Tattooed Chef (NASDAQ:TTCF) stock has not lived up to investor expectations. The share price of this once high-flying SPAC has struggled to lift off its lows. Every quick rally seems to lose momentum as sellers enter to push TTCF stock back down to the $16 levels.
There is still plenty of potential in TTCF stock, though, for investors willing to wait a bit.
The company recently reported its second-quarter 2021 results. Tattooed Chef’s revenue came in at $50.7 million. While this represented year-over-year growth of 45.9%, it was $3.35 million below than analysts’ expectations. TTCF stock dropped 20% the next few trading days to a low of $16.59 yet recovered partially after a few days.
To be honest the revenue miss wasn’t that bad as the company still had healthy growth for the quarter. Particularly in the TTCF’s higher-margin branded food category which grew 62.3%, to $33.1 million from $20.4 million last year.
The change in product mix increased gross margins overall, from 10.8% to 15.7%. The company also noted that the gross margin increase was driven by “improved production capacity, and the ability to take advantage of economies of scale.”
Tattooed Chef reported Adjusted EBITDA of a loss of $5.9 million and a net loss of $53.2 million for the quarter. The company also has $140.2 million in cash to fuel its expansion efforts.
Expansion Plans are Going Well
While investors may have been disappointed with the quarterly results, Tattooed Chef has laid out its aggressive plans for the rest of 2021. The company is targeting revenues in the range of $235 million – $242 million. This represents an increase of 58% – 63% compared to 2020.
It also plans to increase gross margins to the range of 16% – 22%. Tattooed Chef currently has lower gross margins than its foodservice industry peers due to its lack of scale. However, as the company continues to beef up (plant-based, of course) its production will start to benefit from economies of scale.
The unfortunate effect of this expansion though is that the company has to maintain an EBITDA loss in the interim. The company expects to have a negative EBITDA of $14 million to $17 million for 2021. Apart from infrastructure and production costs, Tattooed Chef has committed to an aggressive marketing and customer acquisition plan.

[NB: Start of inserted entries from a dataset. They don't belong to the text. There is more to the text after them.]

PR #1792, opened 2024-07-05
Add StorageDeviceInterface::isHotPluggable() method

votdev:
Related to: https://forum.openmediavault.org/index.php?thread/53164-usb-backup-sata-drives-are-listed-but-sas-are-not/

- [ ] References issue


votdev:
@ryecoaaron The changed interface might affect your plugins; but only if you do not derive from the `\OMV\System\Storage\StorageDevice` class.

ryecoaaron (approved):
Looks ok to me.  The zfs and luks plugins both use the StorageDevice class.  I will look at the changes I need to make.

Issue #1799, opened 2024-07-27
openmediavault-update-smart-drivedb is executed weekly with bash -l


gromeck:
`/etc/cron.weekly/openmediavault-update-smart-drivedb` is the only cronjob script which uses `#!/usr/bin/bash -l` for its execution.
As the `-l` is used, the output of the script always contains messages which normally only login-shells would see (e.g. a dynamic greeting).
The effect is that the weekly execution of `openmediavault-update-smart-drivedb` will always send a mail.

**To Reproduce**

1. login to omv instance as root via ssh
2. execute
     `echo -e '#!/bin/bash\necho *** Welcome to $( hostname --short ) ***' >/etc/profile.d/welcome.sh`
4. re-login to omv instance as root via ssh
5. observe that the welcome message ("`*** Welcome to ... ***`") appears
6. wait until saturday morning
7. check your mailbox
8. observe that a mail with the welcome message was received

**Expected behavior**

No mail should be received.

**Screenshots**

n/a

**Reference to Forum**

n/a

**openmediavault Server:**

- OS version: Linux omv 6.1.0-23-amd64 #1 SMP PREEMPT_DYNAMIC Debian 6.1.99-1 (2024-07-15) x86_64 GNU/Linux
- openmediavault version: 7.4.3-1

**Client:**

n/a

**Additional context**

n/a

**Proposed Fix**

Please change the first line in `/etc/cron.weekly/openmediavault-update-smart-drivedb` from

    #!/usr/bin/bash -l

to

    #!/usr/bin/env dash

as it is done in all the other openmediavault cron scripts.

Thanks a lot for openmediavault,
gromeck

votdev:
This was intentionally done by https://github.com/openmediavault/openmediavault/commit/617ff78654a790feff3c03fd114dc0403c930ba4. 

Can you confirm that it works with a `#!/usr/bin/env dash` shebang?

gromeck:
Hmm, understood. Quite ugly that this is only the case for `openmediavault-update-smart-drivedb`.

I made the proposed change on my system (`#!/usr/bin/env dash` shebang) and moved the cron job testwise from weekly to hourly as I didn't wan't to wait until next saturday ;-)  I can see it's execution in the syslog, with no mail generated -- as expected.

To test the proxy stuff, I configured also a proxy host in openmediavault and added an `export` command to the cronjob script. The cron mail shows hat the environment has `http_proxy` only set, if the shebang uses the `-l` option.

[...]

PR #1800, opened 2024-07-27
Do not use a login shell

votdev:
Fixes: https://github.com/openmediavault/openmediavault/issues/1799

- [x] References issue


gromeck (changes requested):
As the proxy settings are only needed for the `update-smart-drive-db`, sourcing `/etc/profile` should be done only if it is really called (after the check if this smart drive test is enabled).

gromeck (changes requested):
Sourcing `/etc/profile` is in fact the same as using `-l` in shebang. Far that reason the change would not solve #1799.
To stay in the openmediavaul context, it would make sense to source `/etc/profile.d/*openmediavault*`

Issue #1816, opened 2024-08-20
[FR] Fix duplicate serial ID of an Insignia 2-Bay HDD docking station


yuchenshi:
**Is your feature request related to a problem? Please describe.**

I have this [hard drive dock](https://devicehunt.com/view/type/usb/vendor/0578/device/0578) from Insignia and it wrongly reports the same serial ID for the two hard drives. This leads to some issues in OMV too, such as two duplicate IDs showing up in the Disks and S.M.A.R.T. pages in the workbench.

Configuration created for one disk will automatically be applied to the other disk because OMV sees both as having the same serial number. This can also be seen in the XML config file, which will contain stanzas created by the workbench with the wrong ID.

I'd like to see the correct serials instead and individually control the two disks.

**Describe the solution you'd like**

I believe a udev rule similar to #1532 will fix this issue. I'd be happy to contribute a PR. I have a fix locally and I have verified that the fixed serial numbers are the real serial numbers as printed on the HDDs.

**Describe alternatives you've considered**

- I can configure a separate udev file on my server, but it doesn't fix the problem for anyone having the same device
- I can probably file an issue upstream (maybe to udev, idk) but I'm not sure if they'd be interested and/or their release cadence
    * In the meantime, fixing it in OMV seems like a good idea given the precedence of #1532 and other udev rules in that file
    * If this ever get fixed upstream, I'd be happy to create another PR to clean up the obsolete code in OMV
- I can ignore the issue and just carry on but I'll run the risk that something may break in the future due to the duplicate serial ID or the device file / symlinks
    * Maybe one day I'd try to format one drive and somehow the other drive also got wiped

**Additional context**

I have [posted on the forum](https://forum.openmediavault.org/index.php?thread/47388-qnap-tr-004-usb-raid-enclosure-duplicate-serial-number-fix/&postID=398618#post398618) first and was asked to create the issue here as a feature request.

PR #1817, opened 2024-08-20
 Add UDEV rule to fix the duplicate serial number issue on Insignia NS-PCHDEDS19 devices

yuchenshi:
Reference: https://forum.openmediavault.org/index.php?thread/47388-qnap-tr-004-usb-raid-enclosure-duplicate-serial-number-fix/&postID=398618#post398618
Reference: https://github.com/openmediavault/openmediavault/issues/1816

- [x] References issue


votdev (approved):
Thx

Issue #1814, opened 2024-08-18
Custom page route causing 404


ror3d:
**Describe the bug**

When creating a plugin and defining a route in a route.d/...yaml, if the route is too deep, it fails to be found and leads to 404 page.

**To Reproduce**

(I am putting the code for this with the :uuid parameter because this is how I have tested this to happen, because it is how I initially encountered the problem, but I believe without it a similar problem would occur)

1. Create two new test components in `/usr/share/openmediavault/workbench/component.d`:
    `omv-services-test-link-page.yaml`
    ```
    version: "1.0"
    type: component
    data:
      name: omv-services-test-link-page
      type: textPage
      config:
        title: "Test"
        buttons:
          - text: "Go To Test Page"
            url: "/services/test/foo/bar/baz/203d18f5-130b-430c-beb4-ca2efa8f406e"
    ```
    and the one that will 404 (using some form for some content)
    `omv-services-test-text-page.yaml`:
    ```
    version: "1.0"
    type: component
    data:
      name: omv-services-test-text-page
      type: textPage
      config:
        title: Test
    ```
3.  Create routes to the test components in `/usr/share/openmediavault/workbench/route.d`:
    `services.test.yaml`:
    ```
    version: "1.0"
    type: route
    data:
      url: "/services/test"
      title: _("Test")
      component: omv-services-test-link-page
    ```
    `services.test.text.yaml`:
    ```
    version: "1.0"
    type: route
    data:
      url: "/services/test/foo/bar/baz/:uuid"
      title: _("Test")
      component: omv-services-test-text-page
    ```
5. Compile the new components with `omv-mkworkbench all`
6. Navigate to `<server>/#/services/test`
7. Click the button on the page to Go To Test Page
8. Notice the 404 page appears

**Expected behavior**

The text page should load normally

**openmediavault Server:**

- OS version: Linux omv-dev 6.1.0-23-amd64 #1 SMP PREEMPT_DYNAMIC Debian 6.1.99-1 (2024-07-15) x86_64 GNU/Linux
- openmediavault version: 7.4.5

**Client:**

- Device: desktop
- OS: windows
- Browser: Vivaldi
- Version 6.2

**Additional context**

I have traced the routing that happens in the webapp (this was quite painful) and determined that the issue is in the `RouteConfigService`.

[...]

PR #1818, opened 2024-08-20
Issue #1814: Improve Angular route injection

votdev:
Fixes: https://github.com/openmediavault/openmediavault/issues/1814

- [ ] References issue


votdev:
I'm not sure if this fix contradicts the original idea that plugin developers have to configure ALL routes they use.  This ALWAYS ensures that the routing works as intended. This fix can cover bugs.

PR #1839, opened 2024-10-25
Update the DNS setting to be a mandatory configuration ...

votdev:
... for both Ethernet and WiFi network interfaces when a gateway is set.

There are simply too many posts in the forum that are due to users not configuring the DNS server when configuring static IP.

- [ ] References issue


ryecoaaron (approved):
I think this is a good idea.

ryecoaaron:
I think you should force dns if there is no gateway set.

PR #1842, opened 2024-10-30
Add code editor page

votdev:
Add a read-only code editor page. The languages `json`, `python`, `shell`, `xml` and `yaml` are supported. Syntax highlightning and code folding is available for those languages.

image

- [ ] References issue


ryecoaaron:
Sorry for the late comment but this seems fine to me.

votdev:
> Sorry for the late comment but this seems fine to me.

No problem, it was more a notification for you that there is such a new feature.

PR #705, opened 2022-12-06
Fix broken HEAD

burmako:
PR #672 was based off HEAD which didn't yet have PR #510, and the former PR happened to make an incompatible change to an API (verifyReducerShape) used by the latter PR.

This PR fixes the incompatibility and fixes HEAD.


burmako:
Landing without approvals, because it's pretty late in Pacific Time, and we need to unbreak HEAD as soon as possible.

Issue #709, opened 2022-12-07
Preparation change for MLIR to only produce prefixed accessor.


sdasgup3:
### Request description

Corresponding StableHLO change: https://github.com/tensorflow/mlir-hlo/commit/1ee8f36bc17baea924ac8606dd546a114cb2aeca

TTCF Stock Still in Early Stages
The company has the potential to achieve its high revenue growth targets and more. There is a massive secular trend of plant-based eating that will only accelerate in the future. There is evidence that the younger generations, millennials and Gen-Z’ers are driving this shift in dietary preference.
Gen Z in particular will be an important demographic. According to a survey by Finder.com, 35% of Gen-Z want to eliminate meat from their diets. This trend will only accelerate as Gen-Z gets older and has increased spending power. The global vegan food market is predicted to reach $31.4 billion by 2026.
The shift in attitude could affect TTCF stock beyond simply increasing company revenue. TTCF stock could see increased funds flow as vegan investing takes off. This can be similar to the rapid growth seen in ESG investing.
Advisors Series Trust announced the creation of the VegTech Environmental Impact and Plant-based Innovation exchange-traded fund. This ETF will invest in companies that promote less animal-based food production. I can see TTCF stock being a key holding of a fund such as this. If vegan investing becomes its own category within ESG investing, the improved funds’ flow will support TTCF stock.
It is for these reasons that I continue to like TTCF stock. My investing style tends to be “Buy and Hold” therefore I am not particularly focused on the quarter by quarter results. I can understand how some investors can be disappointed. However, I am willing to wait and ride this trend.
On the date of publication, Joseph Nograles held a long position in TTCF. The opinions expressed in this article are those of the writer, subject to the InvestorPlace.com Publishing Guidelines.